■ **Extracted information**:

PR #8670, opened 2026-06-22
chore(GlobalResponsiveTypography): add global responsive typography

snorrekim:
Adds a hidden extension `<GlobalResponsiveTypography>` that makes all wrapped children typography responsive.


tujoworker:
Closing this PR for now. We may open it up again when we actually have the need to provide this. For now we can use StackBlitz to create prototypes using e.g. `https://pkg.pr.new/@dnb/eufemia@8670.tgz`.

PR #8682, opened 2026-06-23
chore(Portal): fix broken spacing image on the Spacing page

langz:
Import the UX layout spacing image and render it via the Img component instead of markdown relative image syntax, which the portal build does not bundle (resulting in a broken asset URL).

Deploy preview: https://fix-docs-relative-image-rend.eufemia-e25.pages.dev/uilib/layout/spacing


joakbjerk (approved):
𖦂

PR #8701, opened 2026-06-24
docs(Forms): clarify how non-finite numbers (Infinity, NaN) are validated

tujoworker:
Documents how Eufemia Forms treats non-finite numbers (`Infinity`, `-Infinity`, `NaN`), so developers find it from the symptom (a number field blocking on an impossible result).

- `Field.Number`: renders non-finite as an empty input, but validation fails with a clear, localized message and blocks.
- Schema validation: a schema you supply also rejects non-finite values (Zod's `z.number()`); store an empty value (e.g. `undefined`) for impossible results.

Docs only. Complements #8699.

### DIFF
--- a/packages/dnb-design-system-portal/src/docs/uilib/extensions/forms/Form/schema-validation/info.mdx
+++ b/packages/dnb-design-system-portal/src/docs/uilib/extensions/forms/Form/schema-validation/info.mdx
@@ -12,6 +12,7 @@ showTabs: true
 - [About schemas](#about-schemas)
 - [Using schema with DataContext](#using-schema-with-datacontext)
 - [Fields which are disabled or read-only](#fields-which-are-disabled-or-read-only)
+- [Non-finite numbers (Infinity and NaN)](#non-finite-numbers-infinity-and-nan)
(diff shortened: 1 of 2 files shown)


langz (approved):

packages/dnb-design-system-portal/src/docs/uilib/extensions/forms/Form/schema-validation/info.mdx
```diff
@@ -136,6 +137,21 @@ Also, note you can describe the schema without using the `type` property, as the
 
 Fields which have the `disabled` property or the `readOnly` property, will skip validation.
 
+## Non-finite numbers (Infinity and NaN)
```
langz, line 140: Based on your comment in Slack, I got the impression that this was based on which version of did that was being used. 

Should we mention something about version of zod in these docs? Or perhaps we already do somewhere in the docs here already.

tujoworker: No, v4 is the default. Should be fine.

PR #8703, opened 2026-06-25
feat(Provider): add missing component types to ContextComponents

langz:
Add Autocomplete, Radio, RadioGroup, ToggleButton and ToggleButtonGroup to the ContextComponents type so their default props can be set through the shared Provider with full type support.

Also remove the now-redundant 'as Record<string, unknown>' casts that were used to read these defaults (and formElement) from context in Radio, RadioGroup, ToggleButton and ToggleButtonGroup.


tujoworker (approved):
👣

PR #8716, opened 2026-06-25
refactor(Button): control status spacing via FormStatus shellSpace

tujoworker:
## Why

The vertical spacing between a `Button` and its trailing `FormStatus` was applied through a global CSS rule (`.dnb-button + .dnb-form-status { margin-top: 0.5rem }`). Relying on a global adjacent-sibling selector for spacing is fragile: it leaks into any layout where a form status follows a button, and it lives outside the component spacing system, making the spacing hard to reason about and easy to break.

This moves the responsibility to the component itself by letting `Button` render its `FormStatus` with `shellSpace={{ top: 'small' }}`, so the spacing comes from the established spacing system rather than an ad-hoc margin.

In the Dialog actions, the flex `gap` is narrowed to `column-gap` so the row gap no longer adds extra vertical space now that the status spacing is owned by the form status shell.

## Impact

- No visual change to the default spacing (small shell space matches the previous 0.5rem margin).
- Removes a global selector that could affect unrelated button + form-status combinations.
- Affected component snapshots are regenerated to reflect the removed global rule and the dialog `column-gap`.


langz (approved):
🌄

PR #8720, opened 2026-06-25
fix(Forms): stabilize mounted fields to prevent field re-render loop on mount

tujoworker:
When a linked `Form.Outlet` (and Form.Appearance) re-creates its data context on every validation version bump, the data context's `setMountedFieldState` function gets a new identity on each render. That identity change caused a field's lifecycle effects to re-run, tearing the field down and re-registering it on mount, which produced a re-render feedback loop.

Wrapping the mutation in a stable callback keeps the field registered across context identity changes, so mount/unmount effects only run when the field itself actually changes. This stops the loop without altering field behavior.

### DIFF
--- a/packages/dnb-eufemia/src/extensions/forms/hooks/__tests__/useFieldProps.test.tsx
+++ b/packages/dnb-eufemia/src/extensions/forms/hooks/__tests__/useFieldProps.test.tsx
@@ -7222,6 +7222,49 @@ describe('useFieldProps', () => {
       })
     })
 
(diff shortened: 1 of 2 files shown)


langz (approved):
Could the same happen to:
- `updateDataValue`
- `setFieldError`
- `setFieldConnection`
- `revealError`

Or perhaps it's not applicable

tujoworker:
> Could the same happen to:
> - `updateDataValue`
> - `setFieldError`
> - `setFieldConnection`
> - `revealError`
> 
> Or perhaps it's not applicable

No, all other hooks depend on this hook.

PR #8736, opened 2026-06-26
fix(Typography): make Sbanken typography responsive by default again

snorrekim:
A "just-in-case" PR if it turns out making Sbanken typography responsive by default again is needed.


tujoworker:
Motivation: https://dnb-it.slack.com/archives/C04NL73S2Q5/p1782480681208589?thread_ts=1782477816.086399&cid=C04NL73S2Q5

tujoworker:
We can open this PR when we need it.

PR #8737, opened 2026-06-26
chore: render portal MDX components and resolve Field.Date tables in LLM docs

tujoworker:
The LLM metadata generator left 124 docs files with unhandled standalone MDX components and silently dropped the `Field.Date` property/event tables, lowering the quality of the generated `*.md` used for LLM consumption.

- Render the portal-global `RelatedComponents`, `ListComponentsOverview` and `MenuCard` into markdown instead of leaving raw JSX in the output.
- Extract `datePickerPropKeys` into its own lightweight module so the docs generator can evaluate `Field.Date` docs without loading the full component (which previously failed and dropped the tables).

No runtime behavior change in `@dnb/eufemia` – `datePickerPropKeys` is still exported from `./Date`.


langz (approved):
🤩🤯

langz (approved):
We should probably release this today or what do you think?

tujoworker:
No hurry 😉 but nice of you can look at the feiling tests.

PR #8760, opened 2026-06-30
chore: standardize dependency caching to skip installs across workflows

langz:
e2e, visual-regression and preview previously ran 'yarn install' on every run (visual-regression cached only .yarn/cache; preview used setup-node's yarn cache). They now cache the full node_modules tree and skip install on an exact cache hit, matching verify.yml.

All jobs share one cache key, so the cached paths are now identical everywhere: node_modules + packages/*/node_modules + tools/*/node_modules (a superset that also covers mcp-lambda's tools/mcp-lambda/node_modules). The already-conditional jobs (dev, release, icons-lib, mcp-worker, mcp-lambda) were widened from a narrower path to this same set so a job populating the cache first can never leave it incomplete.

Note: visual-regression now caches node_modules (macOS) instead of .yarn/cache; exact hits skip install entirely, while a cache miss re-downloads during install.

### DIFF
--- a/.github/actions/setup/action.yml
+++ b/.github/actions/setup/action.yml
@@ -1,0 +1,52 @@
+name: Setup dependencies
+description: >-
+  Set up Node.js and restore dependencies. Caches the full node_modules tree so
+  that "yarn install" is skipped on an exact cache hit, and caches the yarn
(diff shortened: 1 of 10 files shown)


joakbjerk (approved):
h🙏

PR #8768, opened 2026-07-01
chore: shard unit and visual regression --run-all

langz:
Includes both https://github.com/dnbexperience/eufemia/pull/8767 and https://github.com/dnbexperience/eufemia/pull/8750

Just want to see the CI build times


tujoworker:
We may look into this at a later time.

PR #679, opened 2025-02-13
Feature: Rush Run

davidfvsilva:
This run will Rush a game, running through all selected quest. All quests and acts are configurable in the UI. I am currently using this with a rudimentary implementation of Join Online Games which I will share later. There are a few things I want to improve on this but mostly replacing sleeps with events or main player actions, so let me know if you have any suggestions.


artosimonyan:
We previously had an implementation of rushing, just not "translated" into the new way actions work. One thing I expect implemented before considering it for merging is to wait for a rushee (roster member that is not our own character) to enter the TP/zone before continuing. 

Also, this requires logic to be implemented for leader/follower handling in the out of game loop. 

All and all, good job, needs a bit of work but I'm sure we'll get there.

PR #683, opened 2025-02-19
Fix issue with ping ponging between the two entrances to the same area

sorc653:
Sometimes we'll ping pong between the sewers level 1 entrance. I was playing with a new run for palace/harem and noticed I couldn't go from palace level 1 to haram 2 or to palace level 3.

This is because this loop could select the opposing entrance:
`for _, l := range ctx.Data.AdjacentLevels`

I also attempted to sort this by distance but that might be a little too heavy handed.

Just remembering the entrance we're moving the mouse above makes more sense.


Antizerg:
This helps people progress through the act 2 leveling script as well.  Thanks for putting this together

PR #684, opened 2025-02-20
Enable/Repair game.ShiftKey ( shift + left click )

elobo91:
This pr enable Shift Key usage.
ctx.HID.ClickWithModifier(game.LeftButton, screenPos.X, screenPos.Y, game.ShiftKey)

Used for Equipping items or moving back potions from inventory to Belt in correct order if we died.

Original code would always return 0x8000 after doing the comparison, which explains why the modifier behavior wasn't working correctly . **It was reporting the key as pressed regardless of which key was being queried.**


davidfvsilva:
OoooOo I'll put that in the baalrun xD

PR #685, opened 2025-02-20
Update sorceress_leveling.go

Antizerg:
Updated fire leveling Sorc to use firebolt instead of icebolt, allowing sorc to use firebolt starting at level 1.  Also updated the stat selection to get 34 strength first, then pump rest into vita.  This will probably get updated later once auto-equip is implemented


Wamlad:
To not create a bunch of extra PRs, could you please amend the following in this PR to remove TP from being a required keybind?
This stops the error popup on starting a fresh character. The logic is already in other scripts that auto buys the tome and auto binds it.

update:
`requireKeybindings := []skill.ID{skill.TomeOfTownPortal}`
to:
`requireKeybindings := []skill.ID{}`

Antizerg:
> To not create a bunch of extra PRs, could you please amend the following in this PR to remove TP from being a required keybind? This stops the error popup on starting a fresh character. The logic is already in other scripts that auto buys the tome and auto binds it.
> 
> update: `requireKeybindings := []skill.ID{skill.TomeOfTownPortal}` to: `requireKeybindings := []skill.ID{}`

Completed, thanks for the feedback

PR #686, opened 2025-02-20
Introduce a palace run

sorc653:
This run will go from palace 1 => harem 2 => palace 1 => palace 2 => palace 3.

I added this as I specifically wanted to farm small charms with all res (yes these can drop later, but the item level starts dropping at [harem 2](https://diablo.fandom.com/wiki/Area_Level)).

Blocked by #683. This will not work without it.

### DIFF
--- a/internal/run/palace.go
+++ b/internal/run/palace.go
@@ -1,0 +1,93 @@
+package run
+
+import (
+	"github.com/hectorgimenez/d2go/pkg/data"
+	"github.com/hectorgimenez/d2go/pkg/data/area"
+	"github.com/hectorgimenez/koolo/internal/action"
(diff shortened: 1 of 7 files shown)


internal/run/palace.go
```diff
@@ -0,0 +1,93 @@
...
+		ctx: context.Get(),
+	}
+}
+
+func (a Palace) Name() string {
+	return string(config.PalaceRun)
+}
+
+func (a Palace) Run() error {
+	openChests := a.ctx.CharacterCfg.Game.AncientTunnels.OpenChests
```
davidfvsilva, line 26: Use the configs you added :)

PR #687, opened 2025-02-20
feature: better hammerdin behavior, and fixed boss kill issue

davidfvsilva:
Look at him go!

### DIFF
--- a/internal/character/hammerdin.go
+++ b/internal/character/hammerdin.go
@@ -69,7 +69,7 @@ func (s Hammerdin) KillBossSequence(
 		// Reposition right under for perfect hammer hit
 		if previousUnitID == int(id) {
 			if monster.Stats[stat.Life] > 0 {
-				s.PathFinder.RandomMovement()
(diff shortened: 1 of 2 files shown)


yaboso:
This is a huge improvement, thank you very much. The only thing I sometimes notice is that with larger monster packs, teleport is active instead of concentration, even though the bot doesn't try to teleport. Travi is a good spot to reproduce that behaivor

davidfvsilva:
> This is a huge improvement, thank you very much. The only thing I sometimes notice is that with larger monster packs, teleport is active instead of concentration, even though the bot doesn't try to teleport. Travi is a good spot to reproduce that behaivor

I just took a look at it to make sure I didn't miss anything. And it does do the ensure aura step. Now what could be happening is that it will launch that one hammer that kills a weakling, and then teleport to the next so fast that it could be hard to see OR the aura isn't activated long enough for it to apply.

I'll do some more testing this weekend to see if I can improve something. I love running the hammerdin as a follower of my bowazaon, so should be fun to test it out xD

PR #690, opened 2025-02-22
Update terror_zone.go

Timmynat0r:
Missing CatacombsLevel4 in area.Cathedral


Wamlad:
You're missing ", area" by the way.
Haven't tested and don't know if they change is needed but it certainly won't work as written.

Timmynat0r:
> You're missing ", area" by the way. Haven't tested and don't know if they change is needed but it certainly won't work as written.

thx :)

PR #695, opened 2025-02-22
bugfix: Fix crash on first time character setup AND feature: Better configuration for blizzard sorc

jasorello:
Supposedly this PR:
- Ports static field implementation from nova sorc to blizzard sorc
- exposes blizzard sorc config items to character config
- fixes schedule-related bug on first time config-setup by adding defaults to template/config.yaml

I originally started this change to understand how the bot worked, and I _thought_ that the blizzard sorc wasn't using static field at all. My goal was to make the blizzard sorceress use static field, and also expose some of the variables that I had to modify myself while leveling so that they are part of the config instead of hardcoded.

I now know that there was some support for static field, but I think what's in this PR is easier to understand and use without building.


internal/server/assets/js/character_settings.js
```diff
@@ -152,15 +163,21 @@ document.addEventListener('DOMContentLoaded', function () {
...
         const selectedDifficulty = document.getElementById('gameDifficulty').value;
-        updateBossStaticThresholdMin(selectedDifficulty);
-        handleBossStaticThresholdChange();
+        updateBossStaticThresholdMin(selectedDifficulty, 'novaBossStaticThreshold');
+        handleBossStaticThresholdChange('novaBossStaticThreshold');
     }
     
-    function updateBossStaticThresholdMin(difficulty) {
-        const input = document.getElementById('novaBossStaticThreshold');
+    function updateBossStaticThresholdMin(difficulty, elementId) {
```
jasorello, line 179: refactored this and handleBossStaticThresholdChange so i could reuse the method for both static field configurations

davidfvsilva:
https://github.com/hectorgimenez/koolo/pull/691

jasorello:
I didn't know exactly what you meant by linking your PR, but I pushed some updates to accommodate the spirit of that PR

config/template/config.yaml
```diff
@@ -33,11 +51,20 @@ inventory:
   beltColumns: [healing, healing, mana, rejuvenation] # 4 values, each represents the belt column type, allowed values: healing, mana, rejuvenation
 
 character:
-  class: sorceress # Allowed values: sorceress, lightning, hammerdin, foh, paladin (leveling only)
+  class: blizzardsorceress # Allowed values include: blizzardsorceress, lightning, hammerdin, foh, paladin (leveling only)
   useMerc: true
   stashToShared: false
   useTeleport: true # If set to false, bot will not use teleport skill and will walk to the destination
-
+  sorceress: # core sorceress configurations
```
jasorello, line 58: these are configuration items that seem to be shared across the various sorceress builds. We could let them leverage the same configuration, assuming people don't switch the build for a given character often, requiring them to tweak these each time.

internal/character/blizzard_sorceress.go
```diff
@@ -86,6 +119,9 @@ func (s BlizzardSorceress) KillMonsterSequence(
 			s.Logger.Info("Monster not found", slog.String("monster", fmt.Sprintf("%v", monster)))
 			return nil
 		}
+		if monster.Stats[stat.Life] <= 0 {
```
jasorello, line 122: Adding this allows us to stop iterating early when a monster has a length death sequence. Are there downsides to this?

internal/character/blizzard_sorceress.go
```diff
@@ -97,28 +133,19 @@ func (s BlizzardSorceress) KillMonsterSequence(
 			}
 		}
 
-		if s.Data.PlayerUnit.States.HasState(state.Cooldown) {
+		for s.Data.PlayerUnit.States.HasState(state.Cooldown) {
```
jasorello, line 136: Keep checking to see if we're on cooldown and keep using the primary until then, this is to avoid preemptive attackloops where we move on to blizzard but can't actually cast it yet.

I added the sleep to make sure we don't just slam in leftClicks faster than the game can perform them. is 50ms a good number?

davidfvsilva:
> I didn't know exactly what you meant by linking your PR, but I pushed some updates to accommodate the spirit of that PR

mostly to show that I also thought configs should be different for different types of sorcs.

internal/bot/supervisor.go
```diff
@@ -110,6 +110,11 @@ func (s *baseSupervisor) ensureProcessIsRunningAndPrepare() error {
 
 func (s *baseSupervisor) logGameStart(runs []run.Run) {
 	runNames := ""
+	if len(runs) == 0 {
+		message := "No runs were selected, please check your configuration"
+		s.bot.ctx.Logger.Error(message)
+		panic(message)
```
jasorello, line 116: Is it appropriate to bail here? I was trying to find the best way to catastrophically die but give a good error message to the logs. Should we kill d2 as well?

jasorello:
@davidfvsilva  Idk if you like the approach here of the shared common config for sorceresses, but I could update the other builds to also leverage it, if you think it's a good direction. (I don't know what the procedure for merging or choosing what to merge is, here)

Wamlad:
I agree some central config is useful, but should probably be kept to a minimum to not clog the settings page.
This is just me but I'd propose moving a lot back into the underlying scripts:
**Central Config:**
- Use static
Similar to using teleport setting, it's a pretty fundamental change on how the bot operates and how close it gets to mobs/bosses.

**Underlying Character Config/Scripts:**
- attack loops (not sure why this is important enough for main settings?)
- min/max distances (this should be set for each build in the script, is it important enough to have as a variable in the main settings? The only char with massive static distance would be a nova sorc, but they need to be close range for nova anyway)
- boss static threshold (this should simply change based on difficulty, no? If someone wants to min/max their -light res char they can themselves.)

jasorello:
I agree on not wanting to clog up settings too much, I did figure out how to make it collapsible but it's still overwhelming.

Regarding your points:
- `use static`, sure, I can retain this one
- attack loops I adjusted because I was hitting too many loops and had to update the code and build it myself. Looking at Help there were a number of others with the same issue, although not limited to blizzard sorc. I think this is actually related to how the main attack loop iterates and computer speed. Maybe my computer was just looping faster than expected and hitting 40 early? It might be nice to expose this at the high level, but also if the attack loops are fixed maybe it's a non issue.
- min/max: that's a good point, they're generally specific to the builds too. What do you think about exposing the configuration options via the config.yaml with defaults, but not in the UI? That way, someone barely savvy can update the values without doing a rebuild, but it doesn't make the UI messy.
- re: boss threshold, that's a great idea.

davidfvsilva:
> builds

eventually hector takes a look at it and things get merged once in a while. I'll take a look at it again tomorrow, seems like you've been updating this PR alot.

jasorello:
sorry! I keep finding alternative ways to do things that seem better. I think it's in a pretty good spot right now and I'll leave it alone unless there's specific feedback

- More intuitive configuration for blizzard sorc, especially for those who aren't going to grab the code and build it themselves
- Fix the first-time save error for configurations related to the save-schedule code
- An attempt to make the attackCount pattern in blizzard sorc increment more correctly (although I think it's still over-incrementing

config/template/config.yaml
```diff
@@ -33,10 +51,28 @@ inventory:
   beltColumns: [healing, healing, mana, rejuvenation] # 4 values, each represents the belt column type, allowed values: healing, mana, rejuvenation
 
 character:
-  class: sorceress # Allowed values: sorceress, lightning, hammerdin, foh, paladin (leveling only)
+  class: blizzardsorceress # Allowed values include: blizzardsorceress, lightning, hammerdin, foh, paladin (leveling only)
   useMerc: true
   stashToShared: false
   useTeleport: true # If set to false, bot will not use teleport skill and will walk to the destination
+  
+  sorceress: # generic sorceress configurations
```
davidfvsilva, line 59: This file is for general configuration, and shouldn't be used for character specific config or else it can start getting dirty quick. Each character type has his configs.

internal/action/buff.go
```diff
@@ -73,7 +73,7 @@ func Buff() {
 			ctx.HID.PressKeyBinding(kb)
 			utils.Sleep(180)
 			ctx.HID.Click(game.RightButton, 640, 340)
-			utils.Sleep(100)
+			utils.Sleep(200)
```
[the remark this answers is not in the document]
davidfvsilva: if you want to make this a parameter, you could, but just lowering it for **porverty spec** reasons doesn't feel good enough.

internal/character/blizzard_sorceress.go
```diff
@@ -14,20 +15,17 @@ import (
...
-	LSMaxDistance           = 15 // Left skill
-)
-
 type BlizzardSorceress struct {
 	BaseCharacter
 }
 
 func (s BlizzardSorceress) CheckKeyBindings() []skill.ID {
-	requireKeybindings := []skill.ID{skill.Blizzard, skill.Teleport, skill.TomeOfTownPortal, skill.ShiverArmor, skill.StaticField}
+	requireKeybindings := []skill.ID{skill.Blizzard, skill.Teleport, skill.TomeOfTownPortal, skill.ShiverArmor}
```
davidfvsilva, line 23: There is no reason for any kind of sorc to not have one point in static when its being botted, so you don't need to have a config check for this, and just have it mandatory. Typically, any bot is a PvM build, and any pvm sorcs have static.

internal/character/blizzard_sorceress.go
```diff
@@ -53,6 +51,46 @@ func (s BlizzardSorceress) CheckKeyBindings() []skill.ID {
...
+			return nil
+		}
+
+		bossHPPercent := (float64(boss.Stats[stat.Life]) / float64(boss.Stats[stat.MaxLife])) * 100
+
+		// Pull target threshold from config based on difficulty
+		var targetThreshold int
+		switch s.Data.CharacterCfg.Game.Difficulty {
+		case difficulty.Normal:
+			targetThreshold = s.Data.CharacterCfg.Character.Sorceress.StaticFieldThreshold.Normal
```
davidfvsilva, line 67: These values are constants in the game, they dont need to be configured. You can have fixed values and save the runner some headaches. I added a boss kill sequence in the Frozen Orb build (it can probably be improved), bosses usually dont go much down after 60% and then you gotta get that life to 0. Maybe we can work something there, but keep in mind that kill monster sequence bails out, and when you target a boss you don't want to bail out.

internal/character/blizzard_sorceress.go
```diff
@@ -155,6 +194,10 @@ func (s BlizzardSorceress) KillCountess() error {
 }
 
 func (s BlizzardSorceress) KillAndariel() error {
+	if s.Data.CharacterCfg.Character.Sorceress.UseStaticField {
+		return s.killMonsterWithStatic(npc.Andariel, data.MonsterTypeUnique)
```
davidfvsilva, line 198: Kill MonsterByName should just call your get monster by static, because those will be bosses, and no sorc won't have static.

davidfvsilva (changes requested):

config/template/config.yaml
jasorello: Do you think any of these settings should remain here? Or plop them back as constants in `blizzard_sorceress.go`?

I saw the message below about always using static field, I'll strip that bit out, as well as just set constant targets for static field.

max_attacks_loop might be nice to keep in here because it seems like a common complaint in the Help section, but I think that's CPU/speed based. Maybe there's a way to make the "attack loop" only iterate when an attack has actually been performed? Then a sane number could be used here.

internal/action/buff.go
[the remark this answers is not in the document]
jasorello: that's fair. I'm not sure how I'd expose this as a parameter at the moment without it feeling really weird, I'll just revert.

internal/character/blizzard_sorceress.go
jasorello: noted, i'll re-simplify

internal/character/blizzard_sorceress.go
jasorello: I had it configurable because the nova-sorceress had it configurable and I thought that's what some people might want. I agree that 99% of people don't want to think about it and want it to just work, I'll switch these to fixes values

internal/character/blizzard_sorceress.go
jasorello: Ah. I don't want to fire off too many wasted attack loops but I also don't want spam commands. I'll see if there's a safer way to wait for the primary attack to complete before attempting another. That's good background, thanks!

internal/character/blizzard_sorceress.go
jasorello: I noticed in the nova sorceress that some of the bosses didn't get the static treatment: (countess, summoner, pindle, nith) and I kept that distinction here. Do you think all bosses should be static'd?

Or are you just reiterating that we should just always assume that the socreress has static field and should use it when appropriate?

internal/action/buff.go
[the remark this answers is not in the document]
jasorello: This is the wrong spot to fix this problem, it's after the delay. I thought the issue was that we attempted to move before finishing the frozen armor cast but actually it's that we're running through this code before we're able to cast anything.

On my end I can recreate the problem by starting in A4 and going to kill meph as my first move. The "Post CTA Buffing..." message shows while I'm still on the loading screen.

However, if I start in A3 it waits for the loading screen 
```
time=22:33:33 level=DEBUG msg="Loading screen detected. Waiting for game to load before buffing..."
```

I'll revert this back to 100 and take a look at the check for loading screen to see if I can reproduce an issue. I'll leave that saga for another branch, though.

internal/bot/supervisor.go
jasorello: Ok, i'll pull this out for now and if I find a better spot I'll contribute in a different PR

jasorello:
I've somehow screwed up the diff and files are showing up with all lines changed, maybe because of line endings? not sure but I'm going to close this PR and reopen it with more targeted changes and a fixed diff.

■ **How to complete this task**: Look through the entries. Copy out each line with "novaBossStaticThreshold" in it.

■ **Written response**:
+        updateBossStaticThresholdMin(selectedDifficulty, 'novaBossStaticThreshold');
+        handleBossStaticThresholdChange('novaBossStaticThreshold');
-        const input = document.getElementById('novaBossStaticThreshold');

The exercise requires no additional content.